* _WORK INSTRUCTION_
Only lines with the string "description" are wanted. Pull them out of the data.

INFORMATION GIVEN below:

PR #1151, opened 2022-06-11
Handle JSON-RPC Error data

### LINKED ISSUE #1000: Wallet Connect not exposing error.data when custom error is thrown
**Describe the bug**

Wallet Connect does not seem to return the original error from json rpc endpoint when the smart contract throws custom error which was introduced in Solidiy 0.8.4 https://blog.soliditylang.org/2021/04/21/custom-errors/ 
This leads to ethersjs unable to decode custom error [which ccip-read relies on showing ENS offchain record](https://medium.com/the-ethereum-name-service/upgrade-ethers-js-to-5-6-1-to-activate-ens-l2-offchain-integration-40ee1a0fdf2a)

**SDK Version (if relevant)**
 - Version 1.7.8

**To Reproduce**
1. Go to https://offchainexample2.surge.sh/name/1.offchainexample.eth/details
2. ENS has various record such as ETH/LTC/email/description
3. Click "Connect" on the left side
4. Click "Wallet Connect".
5. Then all the record disappears.
6. Click "Disconnect"
7. Then all the record reappear.

**Expected behavior**

When I put the following console.log at [`checkError` function of ethers js] (https://github.com/ethers-io/ethers.js/blob/master/packages/providers/src.ts/json-rpc-provider.ts#L52), The provider via Infura (which we connect during read only mode) returned `error.data` on the left side of screenshot whereas wallet connect doesn't have any data on the right side of the screenshot below.

```
function checkError(method: string, error: any, params: any): any {
    console.log('***checkError', {
        method, error, params
    })
```

**Screenshots**

Screenshot_2022-04-26_at_20 15 45

pedrouid:
Fix #1000

### DIFF
--- a/packages/helpers/qrcode-modal/package.json
+++ b/packages/helpers/qrcode-modal/package.json
@@ -1,6 +1,6 @@
 {
   "name": "@walletconnect/qrcode-modal",
-  "version": "1.7.8",
+  "version": "1.8.0-rc.0",
   "description": "QR Code Modal for WalletConnect",
   "scripts": {
     "clean": "rm -rf dist",
@@ -68,9 +68,9 @@
     "webpack-cli": "3.3.10"
   },
   "dependencies": {
-    "@walletconnect/browser-utils": "^1.7.8",
+    "@walletconnect/browser-utils": "^1.8.0-rc.0",
     "@walletconnect/mobile-registry": "^1.4.0",
-    "@walletconnect/types": "^1.7.8",
+    "@walletconnect/types": "^1.8.0-rc.0",
     "copy-to-clipboard": "^3.3.1",
     "preact": "10.4.1",
     "qrcode": "1.4.4"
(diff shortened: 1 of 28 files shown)


pedrouid:
Published a release candidate under `next` tag with version `1.8.0-rc.0`

xzilja (approved):
Looks good. If you scroll further down in the pr, github picked up a bunch of unused vars. Not sure if they are needed, but if not they can prob be cleaned up.

packages/helpers/qrcode-modal/package.json
```diff
@@ -9,7 +9,7 @@
     "build:pre": "run-s clean build:svg build:css",
     "build:umd": "webpack",
     "build:cjs": "microbundle --no-compress -f cjs --alias react=preact/compat,react-dom/test-utils=preact/test-utils,react-dom=preact/compat --tsconfig ./tsconfig.cjs.json",
-    "build": "run-s build:pre build:cjs build:umd",
+    "build": "run-s build:pre build:cjs",
```
bkrem: We removed this to unblock the builds for the other modules, since the UMD build here was having cryptic TS issues.

@pedrouid we need to add this back before merging to avoid quietly discontinuing UMD builds:

```suggestion
    "build": "run-s build:pre build:cjs build:umd",
```

bkrem (changes requested):

bkrem (approved):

End of INFORMATION GIVEN.

* _ANSWER SPACE_
2. ENS has various record such as ETH/LTC/email/description
   "description": "QR Code Modal for WalletConnect",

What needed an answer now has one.